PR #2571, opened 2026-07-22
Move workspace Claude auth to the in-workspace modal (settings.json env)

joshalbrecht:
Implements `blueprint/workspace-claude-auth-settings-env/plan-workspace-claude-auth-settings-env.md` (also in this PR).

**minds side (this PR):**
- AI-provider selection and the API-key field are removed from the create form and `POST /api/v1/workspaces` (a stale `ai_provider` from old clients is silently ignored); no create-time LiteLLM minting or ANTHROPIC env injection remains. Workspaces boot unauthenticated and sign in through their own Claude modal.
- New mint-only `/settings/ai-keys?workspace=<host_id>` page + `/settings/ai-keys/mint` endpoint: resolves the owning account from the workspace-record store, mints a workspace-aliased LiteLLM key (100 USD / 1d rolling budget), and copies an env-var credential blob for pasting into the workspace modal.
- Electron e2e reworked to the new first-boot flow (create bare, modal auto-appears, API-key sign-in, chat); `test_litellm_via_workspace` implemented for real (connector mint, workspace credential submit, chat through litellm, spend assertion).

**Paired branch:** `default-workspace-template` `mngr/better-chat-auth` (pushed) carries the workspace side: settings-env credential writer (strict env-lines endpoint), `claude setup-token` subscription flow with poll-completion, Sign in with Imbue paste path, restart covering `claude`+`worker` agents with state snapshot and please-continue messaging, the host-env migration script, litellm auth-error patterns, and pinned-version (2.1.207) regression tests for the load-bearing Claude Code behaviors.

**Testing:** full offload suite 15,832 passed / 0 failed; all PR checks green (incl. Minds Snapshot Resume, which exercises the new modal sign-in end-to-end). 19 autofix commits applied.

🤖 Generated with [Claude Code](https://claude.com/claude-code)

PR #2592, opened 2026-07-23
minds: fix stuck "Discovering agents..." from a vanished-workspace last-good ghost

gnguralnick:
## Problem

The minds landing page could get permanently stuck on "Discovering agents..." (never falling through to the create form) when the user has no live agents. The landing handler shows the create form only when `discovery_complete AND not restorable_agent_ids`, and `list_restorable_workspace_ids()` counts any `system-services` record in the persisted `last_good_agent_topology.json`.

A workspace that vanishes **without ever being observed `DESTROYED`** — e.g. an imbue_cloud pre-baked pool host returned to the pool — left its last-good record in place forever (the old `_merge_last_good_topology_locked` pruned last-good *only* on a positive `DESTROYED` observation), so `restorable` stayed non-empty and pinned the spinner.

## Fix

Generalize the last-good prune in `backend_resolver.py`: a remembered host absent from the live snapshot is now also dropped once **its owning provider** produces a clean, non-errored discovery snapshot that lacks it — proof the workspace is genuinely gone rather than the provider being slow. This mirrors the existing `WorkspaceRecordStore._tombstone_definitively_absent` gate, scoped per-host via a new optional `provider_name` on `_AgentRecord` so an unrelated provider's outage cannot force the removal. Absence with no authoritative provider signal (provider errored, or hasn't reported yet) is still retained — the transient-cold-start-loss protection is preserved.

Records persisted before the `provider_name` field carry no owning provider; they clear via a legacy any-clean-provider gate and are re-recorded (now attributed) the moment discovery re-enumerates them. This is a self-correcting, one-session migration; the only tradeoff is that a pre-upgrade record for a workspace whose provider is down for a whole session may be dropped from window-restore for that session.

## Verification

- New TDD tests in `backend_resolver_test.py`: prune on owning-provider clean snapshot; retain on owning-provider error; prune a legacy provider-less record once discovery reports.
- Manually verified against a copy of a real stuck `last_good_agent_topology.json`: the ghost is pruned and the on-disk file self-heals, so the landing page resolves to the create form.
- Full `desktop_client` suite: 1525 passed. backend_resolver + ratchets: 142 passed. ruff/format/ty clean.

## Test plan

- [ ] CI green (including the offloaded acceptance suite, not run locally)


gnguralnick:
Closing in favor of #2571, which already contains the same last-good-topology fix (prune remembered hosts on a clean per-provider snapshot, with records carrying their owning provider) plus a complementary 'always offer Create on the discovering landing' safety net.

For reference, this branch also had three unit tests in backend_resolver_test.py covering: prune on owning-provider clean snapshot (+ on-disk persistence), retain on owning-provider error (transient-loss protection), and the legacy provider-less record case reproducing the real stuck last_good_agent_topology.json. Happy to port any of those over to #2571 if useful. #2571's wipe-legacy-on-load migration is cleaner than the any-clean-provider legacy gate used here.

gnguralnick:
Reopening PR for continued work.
****************************************
■ Work instruction ■
Retype only the stretch of lines above starting at the one with "side (this PR):**" and stopping at the one with "- Electron e2e", exactly as written, with both kept.

■ Written answer ■
**minds side (this PR):**
- AI-provider selection and the API-key field are removed from the create form and `POST /api/v1/workspaces` (a stale `ai_provider` from old clients is silently ignored); no create-time LiteLLM minting or ANTHROPIC env injection remains. Workspaces boot unauthenticated and sign in through their own Claude modal.
- New mint-only `/settings/ai-keys?workspace=<host_id>` page + `/settings/ai-keys/mint` endpoint: resolves the owning account from the workspace-record store, mints a workspace-aliased LiteLLM key (100 USD / 1d rolling budget), and copies an env-var credential blob for pasting into the workspace modal.
- Electron e2e reworked to the new first-boot flow (create bare, modal auto-appears, API-key sign-in, chat); `test_litellm_via_workspace` implemented for real (connector mint, workspace credential submit, chat through litellm, spend assertion).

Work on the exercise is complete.